So, I would suggest that one should use headings and attention grabbers as
little as possible, make the paragraphs worth reading, and try to get the
message of the paragraph across in the first sentence or two.

Does that work?

------
samsquire
I don't think not using a CMS was Justin Jackson's point: his core point was
that content is king - design can come later, it's a distraction before your
content is written. You can easily use a CMS with a very lightweight template.

Plain text can be readable too: you can keep it to 72 columns like the RFCs.

------
pistacchioso
When referring to the post that inspired it, it would have been useful to take
advantage ad some kind of technology that, let's say, allowed me to click with
my mouse on that link you wrote and be magically transported there.

------
ginko
>I wrote this in a text editor. It's 4.9 KB.

That's 0.9 KB too large for a 4K demo.

------
olalonde
Love this (assuming it's satire). I think there is a bit of group think on HN
lately.

Sometimes, we have a highly up voted UX article that tells us users "can't
read" so we should not rely on text.

At other times, we have this highly up voted manifesto that tells us we should
focus more on text.

Am I the only one to see a contradiction?

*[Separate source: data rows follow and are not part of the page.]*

Issue #40, opened 2021-06-25
Enable S3 to loop over multiple aperture sizes when specified in the .ecf file (intermediate).  Already implemented in POET, just need to replicate format.


kevin218:

kevin218:
In addition to giving a single value, it would be nice to be able to specify a range of aperture sizes (e.g., [min, max, stepsize]) in the .ecf file that the S3 pipeline can loop over.  The ecf reader can already handle lists, so that shouldn't be a problem.  Saving multiple results could be a challenge and we may want to create multiple sub-directories to handle each aperture size.

kevin218:
We may also want to implement something similar with the background region, but let's take one step at a time.

taylorbell57:
For me this currently breaks during the transition from S3 to S4 with or without multiple aperture sizes. Currently, the run_eureka.py file runs S3 and then S4 sequentially, and since the folder naming convention has changed, S4 can't find which *_Table_Save.txt file it is supposed to work on. For a single aperture, this could be remedied easily enough, but for multiple apertures it becomes unclear what the desired behaviour is: should S4 run over all the same apertures or only whichever was somehow preferred after S3? If it is the former, a glob search of *_Table_Save.txt files could be a clean way forward regardless of whether one or many apertures were considered.

kevin218:
I like the idea of a glob search, but we should make sure to check for existing S4 outputs within a given directory to avoid overwriting the outputs. Maybe throw a warning in that case.

PR #57, opened 2021-08-13
Issue #40: Add aperture/bg range functionality

gianninapr:
Pull request tackling issue #40 

Am unsure if the file naming scheme is what we want. I kept the date up to the minutes (took out the seconds). Here's some ideas I had because the simplicity of the current one worries me (having to escape certain characters) :

**Current One**
---------------------
S3_yyyy-mm-dd_hh-mm_ap=value_bg=value_eventname

**Some Other Ideas**
-----------------------------
S3_yyyy-mm-dd_hh-mm_ap-10_bg-15_eventname
S3_yyyy-mm-dd_hh-mm_ap10_bg15_eventname
S3_yyyy-mm-dd_hh:mm_ap=10_bg=15_eventname
S3_yyyy-mm-dd_ap=10_bg=15_eventname_run1    (2, 3, etc...) incrementally 

or any permutation of these single changes above at once


gianninapr:
Regarding the Travis failure to run, it seems the error is being caused by a bug in newer versions of numpy:

In a forum I found:
"The most recent version of NumPy has a bug that means it generates that error if it's imported twice in the same process."

as well as:

[RuntimeError: implement_array_function method already has a docstring](https://stackoverflow.com/questions/57750655/runtimeerror-implement-array-function-method-already-has-a-docstring-when-imp)

[Numpy github issue](https://github.com/numpy/numpy/issues/14384)

I played around for a bit by limiting the numpy version even down to 1.14.0 but nothing really worked. Then I took a closer look at exactly where the error is raised and the setup file that is failing seems to be from a dependency package, as it occurs in the following log message:

Running batman-package-2.4.8/setup.py

kevin218:
These are some good folder naming suggestions.  Personally, I like: S3_yyyy-mm-dd_eventname_ap10_bg15_runX, where "runX" only gets used if the folder already exists.  I guess you would need a recursive check for run1, run2, etc.

eureka/S3_data_reduction/s3_reduce.py
```diff
@@ -110,165 +99,194 @@ def reduceJWST(eventlabel):
...
-    log.writelog(f'\nFound {num_data_files} data file(s) ending in {meta.suffix}.fits')
-
-    stdspec = np.array([])
-    # Loop over each segment
-    # Only reduce the last segment/file if testing_S3 is set to True in ecf
-    if meta.testing_S3:
-        istart = num_data_files - 1
+    # check for range of spectral apertures
+    if isinstance(meta.spec_hw, list):
+        spec_hw_range = range(meta.spec_hw[0], meta.spec_hw[1], meta.spec_hw[2])
```
kevin218, line 104: Should we be inclusive in our range?  In other words, if someone sets spec_hw = [10,20,2], should the last value in the range be 18 or 20?  I would think 20, which would mean we need `range(meta.spec_hw[0], meta.spec_hw[1]+meta.spec_hw[2], meta.spec_hw[2])`

eureka/S3_data_reduction/s3_reduce.py
```diff
@@ -110,165 +99,194 @@ def reduceJWST(eventlabel):
...
+    else:
+        spec_hw_range = [meta.spec_hw]
+
+    #check for range of background apertures
+    if isinstance(meta.bg_hw, list):
+        bg_hw_range = range(meta.bg_hw[0], meta.bg_hw[1], meta.bg_hw[2])
```
kevin218, line 110: Same comment here as for `spec_hw`

kevin218 (changes requested):
I assume you used the latest version of s3_reduce so there should be no conflicts.

eureka/S3_data_reduction/s3_reduce.py
gianninapr: Valid, I assumed the user would understand python ranges aren't inclusive (since I'm used to it) but it's much better to do things so that they make sense logically instead of assume the user knows the code well! I'll change it

gianninapr:
> These are some good folder naming suggestions. Personally, I like: S3_yyyy-mm-dd_eventname_ap10_bg15_runX, where "runX" only gets used if the folder already exists. I guess you would need a recursive check for run1, run2, etc.

Yes this is also my personal favorite, I'll make it work!

gianninapr:
I worked on the generalized routine for the plotting we talked about. The only worry I have with it is that if the user quits a run halfway and doesn't clear their directories they'll have some folders of run 1 (let's say 4 out of the total 10) and then if they run the code again, 6 out of the 10 directories will say run 1 while 4 of them will say the next run (run 2).

kevin218 (dismissed):

kevin218:
Good point on your concern about having inconsistent run numbers if someone quits midway.  A simple workaround would be the create all of the folders nearly simultaneously (using a separate double for loop near the beginning) before moving to the current double for loop that does all the work.

gianninapr:
Got it done! Let me know what you think

kevin218 (approved):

PS: I do think text/plain HTML files are great (in some cases).

------
parsabg
If you look carefully, this dilemma exists in all forms of creative work.

Say I'm creating a piece of electronic music, do I start working on the bare
melody on a piano first or do I start with picking voice textures that blend
well together? Both can be exciting to work on and both can lead to great
songs. Just two different points of entry. Two different layers of
abstraction.

This is extensible to almost any type of creative work that I know of, and I
think people who regularly create things have tried at least a few of these
points of entry in their creation process.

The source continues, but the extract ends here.